# three thermocouples in a year



## klempner (Mar 4, 2011)

Water heater, maybe 15 years old. pilot out, replaced thermocouple. all good, except maybe half a year later, same thing. relights, but goes out as soon as i release override. replaced thermocouple again, stays lit. very short lifespan for a thermocouple, but should be good now. 6 months later, same thing. thermocouple again fixes the problem. if it was the control valve, curious why the thermocouple would solve the problem. but why would a thermocouple go bad that quickly? and then again, roughly same interval again? does a new thermocouple somehow temporarily "trick" a defective/dying control valve? did i get a batch of bad thermocouples?

yes, tip fully inserted into housing. exactly where it's supposed to be. yes, nut tight at control valve.

no, i didn't charge for the last two trips out.

????


----------



## Plumbergeek (Aug 16, 2010)

Pilot flame too high causing premature failure? Gas valve needs adjustment?


----------



## OpenSights (Mar 23, 2015)

10-12 years, after that we replace. No reason for our customers to throw good money at a bad problem. 
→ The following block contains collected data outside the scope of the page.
PR #72, opened 2024-10-09
fix: do not close the mobile menu when clicking on parent link

heypoom:
When clicking on parent links (i.e. Products and Analytics) on mobile, it should only collapse and show the links and not close the mobile menu.

### How to test

- Set the screen to mobile viewport on the `main` branch. Clicking on parent links will close the mobile menu.
- On this branch, the mobile menu stays open.

### DIFF
--- a/src/components/layout/Shell.tsx
+++ b/src/components/layout/Shell.tsx
@@ -82,7 +82,13 @@ export function Shell(props: Props) {
                 <SiteLogo />
               </Link>
 
-              <SidebarLinks onLinkClick={closeMobileNav} />
+              <SidebarLinks
+                onLinkClick={(link) => {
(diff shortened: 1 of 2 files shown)


src/components/layout/Shell.tsx
```diff
@@ -82,7 +82,13 @@ export function Shell(props: Props) {
                 <SiteLogo />
               </Link>
 
-              <SidebarLinks onLinkClick={closeMobileNav} />
+              <SidebarLinks
+                onLinkClick={(link) => {
+                  if (!link.children) {
```
heypoom, line 87: Only close the mobile menu if it's not a parent link (i.e. it doesn't have children)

I still see '50's heaters working just fine, but the manufacturers don't make money if their products last forever so they make them with a short lifespan. Add the federal government to the mix and our cost jumps $200. Prices are going rise again soon. My supply house just added 140 heaters to every location in anticipation. I don't think that added stock will help us when the price jumps.


----------



## Plumbergeek (Aug 16, 2010)

I agree, if heater is that old it needs replacing.


----------



## klempner (Mar 4, 2011)

i agree, water heater too old to replace control valve, but it's hard to condemn it over just a thermocouple. and it's hard to think it could be anything other than the thermocouple, since it immediately solves the problem for another six months. it really sounds like thermocouple is defective, except that i've never seen thermocouples be defective like that. the customer isnt throwing any money at it at the moment, as I'm eating the trips and the thermocouples. the first thermocouple went 14 years. now, one year later, it's suddenly on its fourth. if it were electronic, i would be very suspicious of the control valve. before i change the thermocouple each time, I try relighting it and it immediately goes out. then, i put a new thermocouple, and immediately, all good. maybe there is something in the control valve that resets when the thermocouple is removed and reconnected, but it sure seems like the new thermocouple is what is making all the difference. I'm going to temporarily sideline all my thermocouples on hand, and switch brands and see what happens.


----------



## Tommy plumber (Feb 19, 2010)

Probably not the gas. Probably not the gas control valve. Probably not faulty installation (since after you replaced the thermocouple the W/H operated for months). That leaves only the thermocouple itself, in my opinion.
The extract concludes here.